Stability criteria and applications for randomised load balancing schemes
Seminar Room 1, Newton Institute
In this takl, we consider randomised load balancing schemes where an arriving job joins the shortest of $d$ randomly chosen queues from among a pool of $n$ queues. Vvekenskaya, Dobrushin and Karpelevich (1996) considered the case with Poisson imput and exponentially distributed service times and derived an explicit formula for the equilibrium distribution for fixed $d$ as $n$ goes to infinity. Since its tail decays doubly exponentially fast, this distribution is useful in various applications.
Relatively little work has been done for general service times or input. For general service times, the behaviour of the service rule at each queue will now play a role in the behaviour of the system. In particular, the question of under which conditions the system is stable (ie, its underlyign Markov process is positive recurrent) for fixed $n$ is no longer obvious. Ideally one would like to understand the limiting behaviour for such equilibria (provided they exist) as $n$ goes to infinity, as in the first paragraph.

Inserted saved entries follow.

PR #4587, opened 2019-10-08
add examples and epilogue to cli commands

christian-bromann:
## Proposed changes

Additional information to the CLI command interface.

* `wdio --help` (before/after)

Screen Shot 2019-10-08 at 11 14 46 AM
Screen Shot 2019-10-08 at 11 35 59 AM

* `wdio config --help` (before/after)

Screen Shot 2019-10-08 at 11 16 35 AM
Screen Shot 2019-10-08 at 11 16 49 AM

* `wdio install --help` (before/after)

Screen Shot 2019-10-08 at 11 17 32 AM
Screen Shot 2019-10-08 at 11 17 47 AM

* `wdio repl --help` (before/after)

Screen Shot 2019-10-08 at 11 18 32 AM
Screen Shot 2019-10-08 at 11 18 45 AM

## Types of changes

- [ ] Documentation update

## Checklist

## Further comments

Tests will be added by @baruchvlz


christian-bromann:
> Are you going to add tests?

Yes, it will be happen as part of #4570

mgrybyk:
got it, let's wait for the tests then otherwise build will start failing

packages/wdio-cli/src/index.js
```diff
@@ -1,39 +1,65 @@
...
     const params = { ...argv.argv }
-    if (!params._.find((param) => SUPPORTED_COMMANDS.includes(param))) {
-        params.configPath = path.join(process.cwd(), params._[0] || DEFAULT_CONFIG_FILENAME)
-        params._.push(fs.existsSync(params.configPath) ? 'run' : 'config')
-        return handler(params)
+    const supportedCommands = fs
+        .readdirSync(path.join(__dirname, 'commands'))
+        .map((file) => file.slice(0, -3))
+
+    if (!params._.find((param) => supportedCommands.includes(param))) {
```
mgrybyk: what is `params._` ?

christian-bromann: This is the command that is being passed in. Not sure if there is a different way to access it, I can check

christian-bromann: This is not an internal property and recommended to use by args: https://github.com/yargs/yargs/blob/master/docs/examples.md#and-non-hyphenated-options-too-just-use-argv_

mgrybyk:
Is it expected to have `Not enough non-option arguments: got 0, need at least 1` in the end instead of epilogue?
image

I don't mind, just want to make sure it works as expected.

christian-bromann:
> I don't mind, just want to make sure it works as expected.

What did you executed?

I am currently running manual tests to check functionality of it.

mgrybyk:
`./node_modules/.bin/wdio run`

christian-bromann:
it should ask you if you want to create a config file if you don't have one

mgrybyk:
for me error message like `Not enough non-option arguments: got 0, need at least 1` makes sense.

I wanted to run conf file but didn't proved it, so pretty much fair.

The question was only about epilogue if it should be in the very end in such case or no, both cases works for me

christian-bromann:
I think if the epilogue is always at the end such error message can get lost so I am fine with the observed behavior

mgrybyk:
Can you increase unit test coverage a bit?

Here, we discuss results that show that for fiex $n$ such systems are always stable for the appropriate notion of traffic intensity. These results also show that the associated equilibria are tight when restricted to a finite number of queues and hence subsequential limits exist as $n$ goes to infinity. It is anticipated that this behaviour will provide a general framework for examining the behaviour of such limits under difference service rules. In this context, we briefly discuss joint work with Y Lu and B Prabhakar on the limiting behaviour of the equilibria when service at each queue is given by the standard first-in, first-out rule.